What you return should be the line containing "Compile time back" and each line after it to the end of the records, copied exactly.

═══ Dataset extract ═══

Issue #196, opened 2015-03-27
mrconvert: Segfault


Lestropie:
Running with `-zero` and `axes 0,1,2` together in the one call on a 4D image segfaults.

On a related note: Never been a fan of the code branching in mrconvert. Could the `-zero` option be handled in `mrcalc` instead?

jdtournier:
Can't reproduce. Are you sure this is a clean build...?

And I know what you mean re the code branching, it's not pretty. I guess I wouldn't mind shunting it over to `mrcalc`, it admittedly is a better place for it...

Lestropie:
Not really sure. Was on our HPCs, have had weird installation issues there before. Either option alone was happy, but run them together and unhappiness ensued. Really more as a self reminder; should have self-assigned...

Have wanted that functionality out of `mrconvert` for a while, just never been 100% sure how to do it. Could have a `-nan2zero` operator in `mrcalc`, avoid having to do a `-finite` then `-mult`? (I;m guessing the explicit option is there currently because it's used a lot?) Or more generally, a `-replace` ternary operator that does C->A if A==B?

jdtournier:
OK, I won't worry about it then.

I don't think the option is actually used much, if at all... There was some reason I included it in the distant past (it's in the 0.2.x series), but to be honest I doubt anyone will miss it. Happy to just remove it. 

And the syntax for `mrcalc` is fine as-is. As long as people can figure out how to do it, I don't think we need to do anything about it. But it does remind me that we probably need to add `-dup` and `-exch` options in `mrcalc` to duplicate and exchange stack entries respectively. This would avoid the need to load the image twice in the call, i.e. the syntax would change from:

```ShellSession
$ mrcalc in.mif in.mif -finite -mult out.mif
```

to: 

```ShellSession
$ mrcalc in.mif -dup -finite -mult out.mif
```

Would also be useful to if statement, etc. But then, I have a strong suspicion people will probably just supply the argument twice, without looking at this possibility. So maybe that would just be a waste of time. Might be better to try to detect when the same image is being loaded twice...?

Lestropie:
Might have been added because back then there were separate commands for e.g. `mradd`, `mrmult`, no `mrcalc` ... If nothing is jogging your memory, I'd also be tempted to remove `-zero` from `mrconvert`. Potential advantage of reducing the code branching in `mrconvert` is doing the conversion in the output image datatype, rather than converting everything that goes through `mrconvert` to complex float.

[...]

PR #200, opened 2015-03-31
mrconvert: Operate using native data type

### LINKED ISSUE #3: Template buffer types in mrconvert copy
Currently `mrconvert` uses cfloat internally to perform the copy from input to output images. This may result in a loss of precision in some rare use cases. It should be possible to either template the buffer creation, or simply code branch, based on the output data type.

jdtournier:
mrconvert now performs copy operation using the data type of the output image.
On a straight copy of a floating-point image, this provides a speedup of about 30%.
It also means that image values will not lose precision due to being cast to a complex float during copy.
Discussed in #196.
Closes #3.

### DIFF
--- a/cmd/mrconvert.cpp
+++ b/cmd/mrconvert.cpp
@@ -138,18 +138,33 @@ inline void copy_permute (Image::Header& header_in, Image::Header& header_out, c
   typedef Image::Buffer<T> buffer_type;
   typedef typename buffer_type::voxel_type voxel_type;
   typedef Image::Adapter::Extract<voxel_type> extract_type;
-  typedef Image::Adapter::PermuteAxes<extract_type> permute_type;
 
   buffer_type buffer_in (header_in);
   voxel_type in = buffer_in.voxel();
-  extract_type extract (in, pos);
-  const std::vector<int> axes = set_header (header_out, extract);
-  buffer_type buffer_out (output_filename, header_out);
-  voxel_type out = buffer_out.voxel();
-  DWI::export_grad_commandline (buffer_out);
 
-  permute_type perm (extract, axes);
-  Image::threaded_copy_with_progress (perm, out, 2);
+  if (pos.empty()) {
+
+    const std::vector<int> axes = set_header (header_out, in);
+    buffer_type buffer_out (output_filename, header_out);
+    voxel_type out = buffer_out.voxel();
+    DWI::export_grad_commandline (buffer_out);
+
+    Image::Adapter::PermuteAxes<voxel_type> perm (in, axes);
+    Image::threaded_copy_with_progress (perm, out, 2);
+
+  } else {
+
+    extract_type extract (in, pos);
+    const std::vector<int> axes = set_header (header_out, extract);
+    buffer_type buffer_out (output_filename, header_out);
+    voxel_type out = buffer_out.voxel();
+    DWI::export_grad_commandline (buffer_out);
+
+    Image::Adapter::PermuteAxes<extract_type> perm (extract, axes);
+    Image::threaded_copy_with_progress (perm, out, 2);
+
+  }
+
 }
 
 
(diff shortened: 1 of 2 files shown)


jdtournier:
You masochist...

Couldn't resist either... On `master`:

```ShellSession
$ touch cmd/mrconvert.cpp 
$ time ./build 
[CC] cmd/mrconvert.o
[LB] bin/mrconvert

real	0m7.273s
user	0m7.153s
sys	0m0.223s
```

On `mrconvert_template`:

```ShellSession
$ touch cmd/mrconvert.cpp 
$ time ./build 
[CC] cmd/mrconvert.o
[LB] bin/mrconvert

real	0m17.847s
user	0m17.827s
sys	0m0.330s
```

Looks like the compiler's getting a good workout then... ;)

Kidding aside, just one question: I notice you no longer branch with a direct copy when `-coord` is _not_ supplied. Might this not cause a (minor) slowdown for a simple conversion? Would be trivial to handle within the `copy_permute()` call the way you're refactored it, simply by checking for an empty `pos` vector in that case. I can see that the `PermuteAxes` adapter probably won't affect performance much, if at all - the compiler should be able to optimise a lot of the additional indexing away. But I doubt it would be able to do so for the `Extract` adapter...

Lestropie:
Yeah, I tend to do these things by changing whatever's necessary to remove the code branching, then adding the templating; guess I forgot to look again to see if the extract could be bypassed. I'll have another play tomorrow.

Lestropie:
Hmm, compile time seems to have further doubled. Wonder why...

jdtournier:
Hehe... That's why I wasn't all that keen on the idea initially, having witnessed the compile times for `tckmap`... ;)

Maybe we can reduce this by lumping all the integer operations into a `int32` version (signed and unsigned), all the floats into `float64`, and all the complex types into `cdouble`? That should cut down the compile time at least in half...

Lestropie:
But, but, ...

jdtournier:
Hehe... yes, sorry about your bubble...

By the way, the rationale for the extensive template action in `tckmap` is quite different from what it is here. In `tckmap`, we really need to keep overall RAM usage to a minimum for the requested data type. In mrconvert, this is only used to hold a temporary buffer for a single row of data per thread... No RAM limitations whatsoever. What the templating does is avoid unnecessary float->int conversions, and operating on complex types for no reason...

Actually, about that last point, we should verify that operating on a real input image to generate a complex output still works...

Lestropie:
Yeah I know. Do anything for a giggle. bool, 8 and 16 bits can go. I'd be tempted to keep both (u)int32 and (u)int64 though, just so that most integer ops work in 32 bit but the 64-bit version is there just in case someone's testing the limits. I'd imagine float<->double conversions would cost bugger all. But I'd rather test to see if there's any speed penalty first.

Type selection is based on the output image. Though I would have thought that kind of operation would be handled using `mrcalc`...?

jdtournier:
> Type selection is based on the output image. Though I would have thought that kind of operation would be handled using `mrcalc`...?

Yes, scratch that, getting myself in a muddle up.

jdtournier:
@Lestropie - how are you getting on with this one? You want to leave it as-is, or try to reduce the compile times as we discussed...?

Lestropie:
Was just talking about it with Thijs before I left work. Will cut some templates out.

My understanding though was that even 64-bit processors tend to prefer operating on 32-bit integers rather than 64? I'll speed test everything anyways.

jdtournier:
> My understanding though was that even 64-bit processors tend to prefer operating on 32-bit integers rather than 64?

Not sure - it sounds unnecessary for the processors to duplicate their integer pipelines for this. Where it might make a difference in purely in terms of the amount of RAM used to store each row of values. Doubling the size needed might mean if exceeds the CPU L1 cache, which could potentially slow it down. But frankly, I doubt you'd notice the difference... 

> I'll speed test everything anyways

Good idea.

jdtournier:
@Lestropie - I'm thinking we should merge this now, and leave cutting back on the number of template types for later. I'm keen to make sure this can be merged cleanly, which means not leaving it to linger too long. And also there's #211 looming...

Lestropie:
OK, finally got around to testing this.

* Boolean, int8 and int16 actually fractionally faster if anything when run as `copy_permute<uint32_t>`.

* About a 15% slowdown if copying a 32-bit image using `copy_permute<int64_t>`, so kept both 32-bit and 64-bit versions.

* Didn't see any slowdown copying to a float image using `copy_permute<double>`. So removed `copy_permute<(c)float>`.

Compile time back down to ~20s on my system, which I think is acceptable.

jdtournier:
> About a 15% slowdown if copying a 32-bit image using copy_permute<int64_t>, so kept both 32-bit and 64-bit versions.

Not sure I'd be that bothered about 15%... But I guess removing the 32 bit versions isn't going to make all that much difference to the compile times now. Let's merge.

═══

_Result:_
Compile time back down to ~20s on my system, which I think is acceptable.

jdtournier:
> About a 15% slowdown if copying a 32-bit image using copy_permute<int64_t>, so kept both 32-bit and 64-bit versions.

Not sure I'd be that bothered about 15%... But I guess removing the 32 bit versions isn't going to make all that much difference to the compile times now. Let's merge.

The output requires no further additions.